PR #388, opened 2024-06-20
LOD updates

kathy-nevola:
Functionality added to improve usability and fix minor bugs including:

- Updated column names to match FixedLOD file
- Removal of Assay Warning == Pass as a criteria
- Addition of PlateID as a grouping variable in pc median calculation

### DIFF
--- a/OlinkAnalyze/NEWS.md
+++ b/OlinkAnalyze/NEWS.md
@@ -1,7 +1,7 @@
 # Olink Analyze 3.8.0
 ## Minor Changes
 * Function support for calculating LOD for Explore data (#355, @kathy-nevola, @klevdiamanti, @leiliuC)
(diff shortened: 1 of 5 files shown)


amrita-kar:
Checked the olink_lod.R code for FixedLOD with an old dataset. Had some issues...but I might be doing something wrong. Will check-in in person to discuss.  

- Typo on line 68 
"# If NPX is intensity normalized, than intensity normalize LOD" -- > # If NPX is intensity normalized, then intensity normalize LOD
- On the Vignette for LOD it was a little unclear why the table below is labelled PCNormalizedLOD instead of IntensityNormalizedLOD where the text mentions that for an intensity normalized dataset the LOD column will include LOD values based on the intensity normalized NPX values. 
image

amrita-kar:
image
For fixedLOD, lod_count assays have NA in LOD column

amrita-kar (approved):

=====

Work to be completed: Each entry above needs to be duplicated verbatim.

Output:
PR #388, opened 2024-06-20
LOD updates

kathy-nevola:
Functionality added to improve usability and fix minor bugs including:

- Updated column names to match FixedLOD file
- Removal of Assay Warning == Pass as a criteria
- Addition of PlateID as a grouping variable in pc median calculation

### DIFF
--- a/OlinkAnalyze/NEWS.md
+++ b/OlinkAnalyze/NEWS.md
@@ -1,7 +1,7 @@
 # Olink Analyze 3.8.0
 ## Minor Changes
 * Function support for calculating LOD for Explore data (#355, @kathy-nevola, @klevdiamanti, @leiliuC)
(diff shortened: 1 of 5 files shown)


amrita-kar:
Checked the olink_lod.R code for FixedLOD with an old dataset. Had some issues...but I might be doing something wrong. Will check-in in person to discuss.  

- Typo on line 68 
"# If NPX is intensity normalized, than intensity normalize LOD" -- > # If NPX is intensity normalized, then intensity normalize LOD
- On the Vignette for LOD it was a little unclear why the table below is labelled PCNormalizedLOD instead of IntensityNormalizedLOD where the text mentions that for an intensity normalized dataset the LOD column will include LOD values based on the intensity normalized NPX values. 
image

amrita-kar:
image
For fixedLOD, lod_count assays have NA in LOD column

amrita-kar (approved):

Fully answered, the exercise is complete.